Designing a workflow for publication of open data can be quite involved. There are many ongoing debates about data standards, formats, accessibility, discoverability, and resource models. At the organisational level a successful open data programme depends on building expertise across functions and technical disciplines.
But explaining open data at that level of complexity isn't always necessary or helpful. If we expect open data to become "business as usual" we need to give data specialists a manageable set of considerations they can apply to release of individual datasets.
Following is a checklist of key points I encourage data specialists to consider when preparing data for publication.
1. Have you identified a dataset that you want to release as open data?
Confirm you have the dataset stored in an internal location and are sure it's the version you want to publish.

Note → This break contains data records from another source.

PR #742, opened 2022-01-14
[sdk] Sdk sendTransaction helper

jakekidd:
## The Problem

SDK was operating on assumption in a lot of places that the injected signer has already been reconnected to the correct providers.

## The Solution

A `sendTransaction` helper in `NxtpSdkBase` connects the injected signer to the providers passed down in the SDK config as soon we intend to execute a transaction. Otherwise, the signer could be connected to the wrong chain ID.

## Checklist

- [ ] Update CHANGELOG.md.


sanchaymittal:

PR #744, opened 2022-01-14
Add v1PriceOracle

wanglonghong:
## Checklist

- [ ] Run load tests.
- [ ] Update CHANGELOG.md.


rhlsthrm (approved):

rhlsthrm:
Can you add the v1 price oracle addresses to the deploy script so that when we deploy we can automatically set the price oracle?

packages/contracts/contracts/ConnextPriceOracle.sol
```diff
@@ -136,6 +142,12 @@ contract ConnextPriceOracle is PriceOracle {
         assetPrices[_token] = _price;
     }
 
+    function setV1PriceOracle(address _v1PriceOracle) external {
```
LayneHaber, line 145: If we're changing things, can we make the `require` a modifier? Is there a reason not to?

packages/contracts/test/connextPriceOracle.spec.ts
```diff
@@ -243,9 +265,22 @@ describe("ConnextPriceOracle.sol", () => {
         .setDexPriceInfo(tokenA.address, stableToken.address, lpTokenAddress, true);
 
       const dexPrice = await connextPriceOracle.getPriceFromDex(tokenA.address);
-      const tokenPrice = await connextPriceOracle.getPriceFromDex(tokenA.address);
+      const tokenPrice = await connextPriceOracle.getTokenPrice(tokenA.address);
```
LayneHaber, line 268: One piece of feedback that we have gotten is:

> The `ChainlinkAdapter` calls out to a Chainlink oracle receiving the `latestRoundData()`. If there is a problem with Chainlink starting a new round and finding consensus on the new value for the oracle (e.g. Chainlink nodes abandon the oracle, chain congestion, vulnerability/attacks on the chainlink system) consumers of this contract may continue using outdated stale or incorrect data (if oracles are unable to submit no new round is started). `aggregator.latestRoundData();` is missing additional validation to ensure that the round is complete and has returned a valid/expected price

Would we want to add in these checks as a safety mechanism (especially since we have multiple price feeds)?

LayneHaber (changes requested):
Need to update the changelog.

Also, ran `yarn workspace @connext/nxtp-contracts coverage` and it seems like there are some missing tests in the `ConnextPriceOracle.sol` from the report:

```
--------------------------|----------|----------|----------|----------|----------------|
File                      |  % Stmts | % Branch |  % Funcs |  % Lines |Uncovered Lines |
--------------------------|----------|----------|----------|----------|----------------|
 contracts/               |    97.11 |    90.37 |    97.37 |    97.18 |                |
  ConnextPriceOracle.sol  |    96.67 |    92.31 |    90.91 |    96.67 |        115,168 |
  ```

File: packages/contracts/contracts/ConnextPriceOracle.sol (hunk 1 above)
Comment (wanglonghong) [reply packages/contracts/contracts/ConnextPriceOracle.sol:145]: In next line, `require(msg.sender == admin, "only admin can set v1PriceOracle address");` so what you want is to make this line as modifier???

File: packages/contracts/test/connextPriceOracle.spec.ts (hunk 2 above)
Comment (wanglonghong) [reply packages/contracts/test/connextPriceOracle.spec.ts:268]: As far as I know, the `latestRoundData` of chainlink is the one that is already completed. It seems the reporter is just thinking about `getRoundData`. When we use `getRoundData`, we have to definitely check if that round is completed or not. 
I couldn't find a more better way right now.

**Comment by wanglonghong** [comment]
> Can you add the v1 price oracle addresses to the deploy script so that when we deploy we can automatically set the price oracle?

yep!

**Comment by wanglonghong** [comment]
> Need to update the changelog.
> 
> Also, ran `yarn workspace @connext/nxtp-contracts coverage` and it seems like there are some missing tests in the `ConnextPriceOracle.sol` from the report:
> 
> ```
> --------------------------|----------|----------|----------|----------|----------------|
> File                      |  % Stmts | % Branch |  % Funcs |  % Lines |Uncovered Lines |
> --------------------------|----------|----------|----------|----------|----------------|
>  contracts/               |    97.11 |    90.37 |    97.37 |    97.18 |                |
>   ConnextPriceOracle.sol  |    96.67 |    92.31 |    90.91 |    96.67 |        115,168 |
> ```

great catch!

**Review by rhlsthrm — APPROVED** [review]

File: packages/contracts/contracts/ConnextPriceOracle.sol (hunk 1 above)
Comment (LayneHaber) [reply packages/contracts/contracts/ConnextPriceOracle.sol:145]: If it's used in other places, yeah i think it makes sense. right now it is used 5 times with the only major difference being the error messages.

File: packages/contracts/test/connextPriceOracle.spec.ts (hunk 2 above)
Comment (LayneHaber) [reply packages/contracts/test/connextPriceOracle.spec.ts:281]: Here is the full text of the feedback:

> The ChainlinkAdapter calls out to a Chainlink oracle receiving the latestRoundData(). If there is a problem with Chainlink starting a new round and finding consensus on the new value for the oracle (e.g. Chainlink nodes abandon the oracle, chain congestion, vulnerability/attacks on the chainlink system) consumers of this contract may continue using outdated stale or incorrect data (if oracles are unable to submit no new round is started).
```
    function getPriceFromChainlink(address _tokenAddress) public view returns (uint256) {
        AggregatorV3Interface aggregator = aggregators[_tokenAddress];
        if (address(aggregator) != address(0)) {
            ( , int answer, , , ) = aggregator.latestRoundData();

            // It's fine for price to be 0. We have two price feeds.
            if (answer == 0) {
                return 0;
            }

            // Extend the decimals to 1e18.
            uint retVal = uint(answer);
            uint price = retVal.mul(10**(18 - uint(aggregator.decimals())));

            return price;            
        }
        return 0;        
    }
```
> aggregator.latestRoundData(); is missing additional validation to ensure that the round is complete and has returned a valid/expected price.

> Consider validating the output of latestRoundData() to match the following code snippet:

    function getPriceFromChainlink(address _tokenAddress) public view returns (uint256) {
        AggregatorV3Interface aggregator = aggregators[_tokenAddress];
        if (address(aggregator) != address(0)) {
            ( roundId, answer, , updateTime, answeredInRound ) = aggregator.latestRoundData();

            require(updateTime != 0, "Incomplete round");
            require(answeredInRound >= roundId, "Stale price");

            // It's fine for price to be 0. We have two price feeds.
            if (answer == 0) {
                return 0;
            }

            // Extend the decimals to 1e18.
            uint retVal = uint(answer);
            uint price = retVal.mul(10**(18 - uint(aggregator.decimals())));

            return price;            
        }
        return 0;        
    }

**Review by LayneHaber — COMMENTED** [review]
Coverage looks much better!

```
--------------------------|----------|----------|----------|----------|----------------|
File                      |  % Stmts | % Branch |  % Funcs |  % Lines |Uncovered Lines |
--------------------------|----------|----------|----------|----------|----------------|
 contracts/               |    97.74 |    90.83 |    98.67 |     97.8 |                |
  ConnextPriceOracle.sol  |      100 |    96.15 |      100 |      100 |                |
```

still not explicitly approving pending my responses to previous review comments

packages/contracts/test/connextPriceOracle.spec.ts
wanglonghong: I am still not sure about this strict check. Here is an important comment which was written in chainlink aggregator sources deployed to live networks. 
  /**
   * @notice get data about the latest round. Consumers are encouraged to check
   * that they're receiving fresh data by inspecting the updatedAt and
   * answeredInRound return values.
   * Note that different underlying implementations of AggregatorV3Interface
   * have slightly different semantics for some of the return values. Consumers
   * should determine what implementations they expect to receive
   * data from and validate that they can properly handle return data from all
   * of them.
   * @return roundId is the round ID from the aggregator for which the data was
   * retrieved combined with a phase to ensure that round IDs get larger as
   * time moves forward.
   * @return answer is the answer for the given round
   * @return startedAt is the timestamp when the round was started.
   _*** (Only some AggregatorV3Interface implementations return meaningful values)**_
   * @return updatedAt is the timestamp when the round last was updated (i.e.
   * answer was last computed)
   * @return answeredInRound is the round ID of the round in which the answer
   * was computed.
   **_* (Only some AggregatorV3Interface implementations return meaningful values)_**
   * @dev Note that answer and updatedAt may change between queries.
   */

LayneHaber (approved):
Looks good!

PR #756, opened 2022-01-17
Fix logs

LayneHaber:
## The Problem

- The `handling tracker` log being at info blows up logs when searching by `transactionId`
- Not waiting safe confirmations when handling `ReceiverCancelled`
- Add more logs about the receipt you are responding to when you have waited safe confirmations

## The Solution

- Move noisy logs to `debug`
- Wait safe confirmations for `ReceiverCancelled`
- Add logs to each action about the confirmed receipt for easier reorg debugging

## Checklist

- [x] Unit tests
- [x] Update CHANGELOG.md.

### DIFF
--- a/packages/router/src/bindings/contractReader/index.ts
+++ b/packages/router/src/bindings/contractReader/index.ts
@@ -213,7 +213,13 @@ export const handleSingle = async (
     }
     const preparePayload: PreparePayload = _transaction.payload;
     try {
-      logger.info("Preparing receiver", requestContext, methodContext);
+      logger.info("Preparing receiver", requestContext, methodContext, {
+        senderPrepareTransaction: {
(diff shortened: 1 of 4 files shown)


packages/router/src/bindings/contractReader/index.ts
```diff
@@ -62,13 +62,14 @@ export const bindContractReader = async () => {
           };
         });
 
-        logger.info("active transactions tracker", requestContext, methodContext, {
+        logger.info("Trackers overview", requestContext, methodContext, {
```
rhlsthrm, line 65: I really like having the tracker in info tbh.

LayneHaber: its there in debug, but when you're trying to dig down on something it blows up the logs

wanglonghong (approved):
lgtm

PR #777, opened 2022-01-27
Amarok loadtest

rhlsthrm:
## Checklist

- [ ] Run load tests.
- [ ] Update CHANGELOG.md.


packages/integration/test/load/loadTest.ts
```diff
@@ -0,0 +1,81 @@
...
+
+class LoadTestEnvironment{
+  private config:Config;
+  private testConfig:LoadTestConfig;
+  private containersUp!:boolean;
+
+   constructor(testParams:LoadTestConfig){
+    this.config = getConfig();
+    this.testConfig = testParams;
+    if(testParams.spawnContainters){
```
rhlsthrm, line 17: Need to get your prettier running format on save...

rhlsthrm (commented):
Looks great so far, from what I see no reason why we can't merge this now, and keep building in pieces.

The next goal should be to have an integration.spec running so that we can replace it with this.

packages/integration/test/load/loadTest.ts
base0010: woops fixed in my IDE

PR #781, opened 2022-01-28
add watch tower messaging to utils and router

rhlsthrm:
## Checklist

- [ ] Run load tests.
- [ ] Update CHANGELOG.md.


packages/router/src/lib/helpers/fulfill.ts
```diff
@@ -1,3 +1,5 @@
 import { signRouterFulfillTransactionPayload as _signRouterFulfillTransactionPayload } from "@connext/nxtp-utils";
 
 export const signRouterFulfillTransactionPayload = _signRouterFulfillTransactionPayload;
+
+export const WATCH_TOWER_BUFFER = 2 * 3600; // time buffer if watchtower can handle fulfill
```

Complete any quality assurance process you have in place. Open data doesn't need to meet any particular standard of data quality but you should be able to communicate known issues to users.
2. Do you have legal rights to release the dataset as open data?
You must either own the dataset or have permission to use and publish as open data any third party intellectual property in the dataset. (Or the dataset could be free of IPR, but that's rare in the UK.)
Ideally you should understand the lineage of the dataset; what went into it and how it was produced. If the lineage is unclear, as may be the case with historical data, publication will require a risk-based judgement.
3. Have you risk-assessed the data for publication?
You should have internal standards for risk assessment, with a sign-off process. The risk criteria will depend on the nature of the dataset; however risk assessment will usually consider data protection, confidentiality, public safety, and other factors.
4. Is the dataset in an open format?
The data must be manipulable and in a file format that is supported by available free software. So no PDFs or MS Access databases, unless you also intend to publish the data in an alternative open format.
5. Have you chosen a licence?
There are a number of standard open licences available. Some are more permissive than others.
The Creative Commons Attribution License is a popular choice. If you are a UK public body you should use the Open Government Licence where possible. If your dataset contains third party data, make sure the licence you choose is compatible with the licence under which you have permission to include that data.
Don't try to write your own licence. Your dataset is more likely to be used if the licensing makes it interoperable with other datasets.
6. Have you written an attribution statement?
Most open licences enable the publisher to specify how they want to be credited for use of their data.
Usually this is a short statement of rights, e.g. "Contains XYZ Ltd data © copyright and database rights 2018". Make sure you include any third party attribution requirements as well.
7. Is the dataset adequately documented?
Metadata, an additional data file that sets out the essential characteristics of the dataset in a structured format, is the most common type of documentation for a dataset. Metadata is good practice, particularly if the dataaset will be catalogued or archived. But metadata alone is often not enough to make the dataset understandable to the user.
Write a free-format summary that explains the content and significance of the dataset. Adapt any internal documentation you have, and provide links to (or copies of) any reports or background material that will help the user understand the dataset. Make sure column headings and attributes in the dataset are either defined or self-explanatory.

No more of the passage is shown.